• _LISTED ENTRIES_
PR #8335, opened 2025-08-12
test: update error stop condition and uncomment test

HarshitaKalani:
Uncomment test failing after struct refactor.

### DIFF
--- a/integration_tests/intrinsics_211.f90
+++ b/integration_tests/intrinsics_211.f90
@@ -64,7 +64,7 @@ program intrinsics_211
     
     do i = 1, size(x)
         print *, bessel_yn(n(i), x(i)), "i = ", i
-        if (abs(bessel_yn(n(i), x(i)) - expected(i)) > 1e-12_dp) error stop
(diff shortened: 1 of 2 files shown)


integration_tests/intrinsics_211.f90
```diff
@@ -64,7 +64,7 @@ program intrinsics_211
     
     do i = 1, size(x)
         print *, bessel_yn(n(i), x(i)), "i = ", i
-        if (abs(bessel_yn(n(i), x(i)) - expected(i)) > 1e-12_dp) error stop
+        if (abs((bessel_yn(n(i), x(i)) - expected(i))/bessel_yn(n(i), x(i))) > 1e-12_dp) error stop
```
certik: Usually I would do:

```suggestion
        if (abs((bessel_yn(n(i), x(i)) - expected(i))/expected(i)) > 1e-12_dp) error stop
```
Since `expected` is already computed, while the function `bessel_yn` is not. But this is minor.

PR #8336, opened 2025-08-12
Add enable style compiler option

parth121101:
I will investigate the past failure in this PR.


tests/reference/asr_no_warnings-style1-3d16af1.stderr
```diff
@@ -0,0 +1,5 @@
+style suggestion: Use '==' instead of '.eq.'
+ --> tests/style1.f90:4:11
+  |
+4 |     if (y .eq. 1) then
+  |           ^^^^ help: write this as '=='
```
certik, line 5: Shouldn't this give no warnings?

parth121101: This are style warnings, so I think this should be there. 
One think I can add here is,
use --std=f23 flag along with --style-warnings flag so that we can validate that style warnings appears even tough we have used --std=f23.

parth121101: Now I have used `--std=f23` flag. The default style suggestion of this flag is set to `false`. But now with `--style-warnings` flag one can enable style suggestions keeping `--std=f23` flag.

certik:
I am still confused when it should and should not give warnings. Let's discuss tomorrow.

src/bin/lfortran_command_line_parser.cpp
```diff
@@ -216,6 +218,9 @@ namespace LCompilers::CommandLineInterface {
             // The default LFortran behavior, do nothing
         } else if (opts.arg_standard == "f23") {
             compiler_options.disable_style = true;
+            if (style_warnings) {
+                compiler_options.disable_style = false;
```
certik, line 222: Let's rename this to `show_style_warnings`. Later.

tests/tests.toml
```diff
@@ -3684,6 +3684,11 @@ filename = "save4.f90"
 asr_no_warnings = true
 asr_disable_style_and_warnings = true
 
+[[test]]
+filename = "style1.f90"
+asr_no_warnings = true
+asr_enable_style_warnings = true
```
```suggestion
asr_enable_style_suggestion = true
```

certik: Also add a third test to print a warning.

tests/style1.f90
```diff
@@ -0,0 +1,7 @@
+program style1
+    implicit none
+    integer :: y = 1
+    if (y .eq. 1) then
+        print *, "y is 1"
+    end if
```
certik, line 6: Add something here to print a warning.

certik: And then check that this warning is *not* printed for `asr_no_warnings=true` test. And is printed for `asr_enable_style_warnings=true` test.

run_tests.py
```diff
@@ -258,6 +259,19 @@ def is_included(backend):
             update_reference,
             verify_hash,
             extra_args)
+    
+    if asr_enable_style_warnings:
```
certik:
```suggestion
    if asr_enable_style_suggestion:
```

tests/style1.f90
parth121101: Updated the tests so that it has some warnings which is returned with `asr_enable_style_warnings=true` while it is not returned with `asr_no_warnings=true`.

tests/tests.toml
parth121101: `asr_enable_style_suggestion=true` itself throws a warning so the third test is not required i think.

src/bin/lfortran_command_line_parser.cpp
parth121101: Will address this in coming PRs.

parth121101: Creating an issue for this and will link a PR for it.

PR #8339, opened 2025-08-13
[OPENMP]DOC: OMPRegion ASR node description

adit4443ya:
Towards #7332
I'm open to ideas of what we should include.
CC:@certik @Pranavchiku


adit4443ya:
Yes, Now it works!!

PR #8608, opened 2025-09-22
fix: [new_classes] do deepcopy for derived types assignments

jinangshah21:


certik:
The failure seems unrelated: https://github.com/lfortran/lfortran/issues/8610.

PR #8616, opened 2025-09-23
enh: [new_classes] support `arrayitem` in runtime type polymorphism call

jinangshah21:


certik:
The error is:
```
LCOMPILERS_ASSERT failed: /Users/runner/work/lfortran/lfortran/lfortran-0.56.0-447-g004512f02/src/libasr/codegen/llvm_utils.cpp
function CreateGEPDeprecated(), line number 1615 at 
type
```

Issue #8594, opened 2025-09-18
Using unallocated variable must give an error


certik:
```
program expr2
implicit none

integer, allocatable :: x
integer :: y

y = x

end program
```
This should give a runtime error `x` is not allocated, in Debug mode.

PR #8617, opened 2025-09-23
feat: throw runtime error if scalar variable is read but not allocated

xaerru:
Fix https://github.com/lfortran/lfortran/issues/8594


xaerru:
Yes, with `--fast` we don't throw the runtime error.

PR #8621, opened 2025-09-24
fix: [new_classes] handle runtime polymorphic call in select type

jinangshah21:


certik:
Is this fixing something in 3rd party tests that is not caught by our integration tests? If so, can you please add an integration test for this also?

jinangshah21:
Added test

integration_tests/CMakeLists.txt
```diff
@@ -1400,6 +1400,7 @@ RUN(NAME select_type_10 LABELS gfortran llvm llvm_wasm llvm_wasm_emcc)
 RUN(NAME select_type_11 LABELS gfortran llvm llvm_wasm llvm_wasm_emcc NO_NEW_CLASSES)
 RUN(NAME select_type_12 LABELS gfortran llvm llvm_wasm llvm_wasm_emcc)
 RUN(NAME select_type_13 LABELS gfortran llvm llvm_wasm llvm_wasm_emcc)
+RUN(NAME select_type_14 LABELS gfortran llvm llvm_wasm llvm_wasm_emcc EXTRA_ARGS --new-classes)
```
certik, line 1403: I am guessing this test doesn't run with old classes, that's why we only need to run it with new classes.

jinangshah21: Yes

• _TASK PROMPT_
Only lines that contain "opened" are needed, so copy each of them from the data.

• _TASK RESPONSE_
PR #8335, opened 2025-08-12
PR #8336, opened 2025-08-12
PR #8339, opened 2025-08-13
PR #8608, opened 2025-09-22
PR #8616, opened 2025-09-23
Issue #8594, opened 2025-09-18
PR #8617, opened 2025-09-23
PR #8621, opened 2025-09-24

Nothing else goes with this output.